PR #3288, opened 2017-10-19
More serial

caitlin-hennessy:
Add buffers to ensure that only complete serial messages are sent to the editor.

This will need to go into master as well.

### DIFF
--- a/pxtwinrt/serial.ts
+++ b/pxtwinrt/serial.ts
@@ -56,13 +56,25 @@ namespace pxt.winrt {
         port.device.baudRate = 115200;
         let stream = port.device.inputStream;
         let reader = new Windows.Storage.Streams.DataReader(stream);
+        let serialBuffers: {[source: string]: string} = {};
+        const maxBufferLength = 255;
         let readMore = () => reader.loadAsync(32).done((bytesRead) => {
             let msg = reader.readString(Math.floor(bytesRead / 4) * 4);
-            window.postMessage({
-                type: 'serial',
-                data: msg,
-                id: id
-            }, "*");
+            const data = msg || ""
+            const source = id || "?"
+            for (let i = 0; i < data.length; ++i) {
+                const char = data[i]
+                serialBuffers[source] = serialBuffers[source] ? serialBuffers[source] + char : char
+                if (/.*\n/.test(serialBuffers[source]) || serialBuffers[source].length > maxBufferLength) {
+                    let buffer = serialBuffers[source]
+                    serialBuffers[source] = ""
+                    window.postMessage({
+                        type: "serial",
+                        id: source,
+                        data: buffer
+                    }, "*")
+                }
+            }
             readMore();
         }, (e) => {
             setTimeout(() => startDevice(id), 1000);
--- a/pxtwinrt/serial.ts
+++ b/pxtwinrt/serial.ts
@@ -57,24 +57,9 @@ namespace pxt.winrt {
         let stream = port.device.inputStream;
         let reader = new Windows.Storage.Streams.DataReader(stream);
         let serialBuffers: pxt.Map<string> = {};
-        const maxBufferLength = 255;
         let readMore = () => reader.loadAsync(32).done((bytesRead) => {
             let msg = reader.readString(Math.floor(bytesRead / 4) * 4);
-            const data = msg || ""
-            const source = id || "?"
-            for (let i = 0; i < data.length; ++i) {
-                const char = data[i]
-                serialBuffers[source] = serialBuffers[source] ? serialBuffers[source] + char : char
-                if (char === "\n" || serialBuffers[source].length > maxBufferLength) {
-                    let buffer = serialBuffers[source]
-                    serialBuffers[source] = ""
-                    window.postMessage({
-                        type: "serial",
-                        id: source,
-                        data: buffer
-                    }, "*")
-                }
-            }
+            pxt.Util.bufferSerial(serialBuffers, msg, id)
             readMore();
         }, (e) => {
             setTimeout(() => startDevice(id), 1000);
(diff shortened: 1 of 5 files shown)


pxtwinrt/serial.ts
```diff
@@ -56,13 +56,25 @@ namespace pxt.winrt {
...
-                type: 'serial',
-                data: msg,
-                id: id
-            }, "*");
+            const data = msg || ""
+            const source = id || "?"
+            for (let i = 0; i < data.length; ++i) {
+                const char = data[i]
+                serialBuffers[source] = serialBuffers[source] ? serialBuffers[source] + char : char
+                if (/.*\n/.test(serialBuffers[source]) || serialBuffers[source].length > maxBufferLength) {
```
pelikhan: What is the intent of this regex?

webapp/src/app.tsx
```diff
@@ -1913,6 +1913,8 @@ function initSerial() {
 
     pxt.debug('initializing serial pipe');
     let ws = new WebSocket(`ws://localhost:${pxt.options.wsPort}/${Cloud.localToken}/serial`);
+    let serialBuffers: {[source: string]: string} = {}
```
pelikhan: Use pxt.Map

webapp/src/app.tsx
```diff
@@ -1921,9 +1923,24 @@ function initSerial() {
     }
     ws.onmessage = (ev) => {
         try {
-            let msg = JSON.parse(ev.data) as pxsim.SimulatorMessage;
-            if (msg && msg.type == 'serial')
-                window.postMessage(msg, "*")
+            let msg = JSON.parse(ev.data) as pxsim.SimulatorSerialMessage;
+            if (msg && msg.type == 'serial') {
```
pelikhan: Can we move this logic into a common helper function?

caitlin-hennessy: Sure.  Where can it go, such that it will be accessible by app.tsx and pxtwinrt/serial.ts?

pxtwinrt/serial.ts
caitlin-hennessy: We want to post a chunk of serial data when either (a) we hit a newline of (b) the buffer is full.  This regex tests for case (a).

webapp/src/app.tsx
caitlin-hennessy: Done.

pxtwinrt/serial.ts
pelikhan: Since you are adding the last character, ``char`` is your last letter in the buffer.

pxtwinrt/serial.ts
```diff
@@ -56,13 +56,25 @@ namespace pxt.winrt {
...
+        let serialBuffers: pxt.Map<string> = {};
+        const maxBufferLength = 255;
         let readMore = () => reader.loadAsync(32).done((bytesRead) => {
             let msg = reader.readString(Math.floor(bytesRead / 4) * 4);
-            window.postMessage({
-                type: 'serial',
-                data: msg,
-                id: id
-            }, "*");
+            const data = msg || ""
```
pelikhan: this code should be refactored into a helper

webapp/src/app.tsx
pelikhan: pxtlib is loaded in both cases (see https://github.com/Microsoft/pxt/blob/master/pxtwinrt/deploy.ts#L3). You can have a "serial" object in there. THere might be something already.

webapp/src/serial.tsx
```diff
@@ -75,32 +73,21 @@ export class Editor extends srceditor.Editor {
 
         const data = smsg.data || ""
         const source = smsg.id || "?"
-        let theme = source.split("-")[0] || "black"
```
pelikhan: how do you differentiate messages coming from different micro:bits?

webapp/src/serial.tsx
```diff
@@ -21,8 +21,6 @@ export class Editor extends srceditor.Editor {
     maxConsoleLineLength: number = 500
     maxConsoleEntries: number = 100
     active: boolean = true
-    rawDataBuffer: string = ""
-    maxBufferLength: number = 5000
```
pelikhan: any reason why we are dropping this?

webapp/src/serial.tsx
```diff
@@ -247,11 +230,6 @@ export class Editor extends srceditor.Editor {
                     _.modal('hide')
                     pxt.commands.browserDownloadAsync(this.entriesToCSV(), "data.csv", "text/csv")
                 })
-                _.find('#datasavetxtfile').click(() => {
-                    pxt.tickEvent("serial.dataExported.txt")
-                    _.modal('hide')
-                    pxt.commands.browserDownloadAsync(this.entriesToPlaintext(), "data.txt", "text/plain")
```
pelikhan: no more text output?

webapp/src/serial.tsx
caitlin-hennessy: It was only a placeholder until exportToCSV was implemented.  Now that you've done that, we don't need this.

webapp/src/serial.tsx
caitlin-hennessy: We don't need to support that now, but I assume the message IDs would be different.

webapp/src/serial.tsx
caitlin-hennessy: No, thankfully.

pxtwinrt/serial.ts
caitlin-hennessy: Oh yeah ... fixed :D

webapp/src/app.tsx
caitlin-hennessy: Great, will do.

caitlin-hennessy: Done.

PR #6767, opened 2020-03-26
make Code, Editor embeds match version

jwunderl:
fix https://github.com/microsoft/pxt-microbit/issues/2154

the backend is serving effectively the same string with "---run" at the end as `pxt.webconfig.runUrl` in `serveAppAsync`, which is why that one was working

Potentially better fixed in the backend? Could just make the verprefix also return the tag / versioned release the same as relprefix does, instead of just leaving verprefix solely for 'v0' / 'v1' / etc -- this is the only place that one seems to be used. Figured fixing in frontend when it's easy enough will typically be preferred though

### DIFF
--- a/webapp/src/share.tsx
+++ b/webapp/src/share.tsx
@@ -326,9 +326,7 @@ export class ShareEditor extends data.Component<ShareEditorProps, ShareEditorSta
         if (!/\/$/.test(shareUrl)) shareUrl += '/';
         let rootUrl = pxt.appTarget.appTheme.embedUrl
         if (!/\/$/.test(rootUrl)) rootUrl += '/';
-        const verPrefix = pxt.webConfig.verprefix
-                || pxt.webConfig.relprefix?.replace(/^\//, "").replace(/---$/, "")
-                || '';
+        const verPrefix = pxt.webConfig.verprefix || '';
 
         if (header) {
             if (ready) {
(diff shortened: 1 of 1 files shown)


abchatra:
I don't think we should enable sharing in /beta. We don't users to share and use /beta payload.  So the request is to not append beta at all. 

/v0 & /v1 are fine  as they refer to legacy maintained editor.

riknoll:
@abchatra so there is no way to share beta projects? I disagree. With some of our targets we have a long time between releases

jwunderl:
Ah okay, I had thought it was a bug the other way when making it but easy enough either way. 

Might be worth considering using the semantic release tags (https://arcade.makecode.com/v0.15.17) for these embed views? for normal share links I can see not linking to /stable or /beta etc as it's the common use case, but when it's generating links to be embedded it could be nice to make sure those match the version they were created in (even in the live site) -- otherwise you might get a broken embed at a random date when there's an upgrade rule that can't be applied, or a perf improvement could break some behavior (for example, lots of games on consoles in the past have had trouble on emulators due to physics being based on frame rate, etc)

pelikhan:
Agreed with @abchatra: cloud should be smart and make the decision to about which version to use rendering the shared page. Not the client.

pelikhan:
This is something we should discuss in a meeting - not over a github issue.

jwunderl:
Sounds good, closing this one then~

abchatra:
>> @abchatra so there is no way to share beta projects? I disagree. With some of our targets we have a long time between releases

We shouldn't auto generate it. Users should still be able to go to 
arcade.makecode.com/beta/#xxxx-xxx-xx ... and access the pages.

abchatra:
Otherwise there will be tons of articles in the wild which point to /beta and will be broken time and again. /beta should be choice on the part of users.

pelikhan:
Maybe it is time to remove the embeds. They don’t seem to have much use this people don’t have blogs anymore.

jwunderl:
Could generate pages / links on gh pages for the code embed -- already have a better arcade embed from that anyways

pelikhan:
Right so far I have kept the generate share feature and release feature separate but we could do some kind of takeover. Something to think about.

- WORK TO BE COMPLETED:
Look through the listing and return each line containing the word "files".

- OUTPUT BELOW:
(diff shortened: 1 of 5 files shown)
(diff shortened: 1 of 1 files shown)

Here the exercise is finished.